The goal is always to have as much records as possible on a page, because SQL Server has to read and write complete pages. SQL Server isn’t able to read a part of a page from your storage, or write part of a page out to your storage. I/O operations are always done (at least) on a page level.
And finally at the end of the page you have the so-called Row Offset Array. The Row-Offset Array just stores with 2 bytes for every record at which offset on the page the record is located. The first record always begins at the decimal offset of 96 - directly after the page header. The following picture gives you an overview about the described structure of the data page.
Data Page Internals
Let’s have a look on a simple table definition, like the following one:
CREATE TABLE Customers ( FirstName CHAR(50) NOT NULL, LastName CHAR(50) NOT NULL, Address CHAR(100) NOT NULL, ZipCode CHAR(5) NOT NULL, Rating INT NOT NULL, ModifiedDate DATETIME NOT NULL, ) GO
With such a table definition it’s now very easy to calculate how many records we can store on one page. The size of a record is here 217 bytes long (50 + 50 + 100 + 5 + 4 + 8). When you now divide 8060 by 217, you get 37.14, mean you are able to store 37 records of that table on one data page. The other remaining space of the table - in our case 31 bytes (8060 - 217 * 37) are just waisted, because a data page always belongs to a specific database object, and can’t be shared amoung other objects. In the worst case, when your table definition has a record size of 4031 bytes, you are waisting 4029 bytes on every page. Things will change here when you introduce variable length data types, like VARCHAR, because SQL Server is then able to store these column on different pages.

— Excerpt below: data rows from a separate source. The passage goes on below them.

PR #1619, opened 2015-12-02
Syntax Checker: Add rudimentary support for .travis.yml files with syntax=travisci

joelfrederico:
Travis CI has a configuration file .travis.yml. (See https://github.com/travis-ci/travis.rb#lint) Assuming the user has set the syntax to travisci, we can use the 'travis lint' command to check the file.

However, this checker is rather awful. It isn't designed to be parsed and this issue has been closed with wontfix: https://github.com/travis-ci/travis.rb/issues/203.

But I think this is better than nothing.

### DIFF
--- a/plugin/syntastic/registry.vim
+++ b/plugin/syntastic/registry.vim
@@ -88,6 +88,7 @@ let s:_DEFAULT_CHECKERS = {
         \ 'tex':           ['lacheck', 'chktex'],
         \ 'texinfo':       ['makeinfo'],
         \ 'text':          [],
+        \ 'travisci':      ['travis'],
         \ 'twig':          ['twiglint'],
         \ 'typescript':    ['tsc'],
         \ 'vala':          ['valac'],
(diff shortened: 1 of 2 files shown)


lcd047:
As far as I can tell "awful" is somewhat of an understatement.  However, I do disagree with you that adding crap to syntastic is better than nothing.  Sorry about that.  You can maintain it as an [external checker][ext] if you must, I have a few of those myself.

On a side note, I'm not sure using the API as suggested in the thread you reference would be much better than parsing the output of `travis` and / or `travis-lint`.  The response to `lint` doesn't seem to include relevant information about line numbers either. _shrug_

[ext]: https://github.com/scrooloose/syntastic/wiki/Syntax-Checker-Guide#external

joelfrederico:
Sad story, but thanks for getting back to me fast. I think using an online API for any syntax checker is a terrible idea. What if the internet's out? Or the machine's firewalled? What about speed?

I'll go with the external checker then. Even just knowing there is an error saves me lots of time and mistakes, so it's useful for me.

PR #1627, opened 2015-12-04
Add R Lintr support

jimhester:
I have actually had R script support working for over a year (see https://github.com/jimhester/lintr/blob/master/inst/syntastic/lintr.vim) however never contributed the file back upstream (sorry!).

I attempted to add support for Rmd files as well (lintr handles them in the same way as R files), however I must not have something quite right because the Rmd linter is not properly registered by syntactic.

I am happy to make changes if you have time to review the code. Thanks for maintaining a wonderful package!

### DIFF
--- a/plugin/syntastic/registry.vim
+++ b/plugin/syntastic/registry.vim
@@ -71,6 +71,7 @@ let s:_DEFAULT_CHECKERS = {
         \ 'python':        ['python', 'flake8', 'pylint'],
         \ 'qml':           ['qmllint'],
         \ 'r':             [],
+        \ 'rmd':           [],
         \ 'racket':        ['racket'],
         \ 'rnc':           ['rnv'],
         \ 'rst':           ['rst2pseudoxml'],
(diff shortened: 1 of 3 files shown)


lcd047:
Thank you for the clean patch.

> I attempted to add support for Rmd files as well (lintr handles them in the same way as R files), however I must not have something quite right because the Rmd linter is not properly registered by syntactic.

This was actually a limitation in the registry code, `exec` was not inherited automatically from the old checker, so you had to set it explicitly.  I removed this limitation in e60555d.  It's also no longer needed to call
```vim
runtime! syntax_checkers/<filetype>/*.vim
```
to bootstrap redirected checkers (but doing it anyway is harmless, so this doesn't add any API incompatibility).

lcd047:
Please add descriptions to the checker options in the wiki for [r/lintr](https://github.com/scrooloose/syntastic/wiki/R%3A---lintr) and [rmd/lintr](https://github.com/scrooloose/syntastic/wiki/R---Markdown%3A---lintr).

If you want to know how much space on your pages is waisted by your table design, you can query the buffer pool through the Dynamic Management View sys.dm_os_buffer_descriptors. Every record from this DMV represents one page that you are currently storinng in the buffer pool, so please be aware of this, when you are querying this DMV on machines with a larger amount of RAM. The column free_space_in_bytes tells you how much space is currently free on the specific page. The following query returns you, how much space is waisted by every database on your SQL Server instance.
SELECT DB_NAME(database_id), SUM(free_space_in_bytes) / 1024 AS 'Free_KB' FROM sys.dm_os_buffer_descriptors WHERE database_id <> 32767 GROUP BY database_id ORDER BY SUM(free_space_in_bytes) DESC GO
This is always a query that I’m running on a system (e.g. during a SQL Server Health Check), to find out which database maybe has a bad table design.
I hope that I have given you with the 2nd newsletter of the SQL Server Performance Tuning series a better understanding about data pages in SQL Server, and why they are important for performance tuning. As you also have seen you can directly influence how many data pages a given table needs by concentrating on the table design.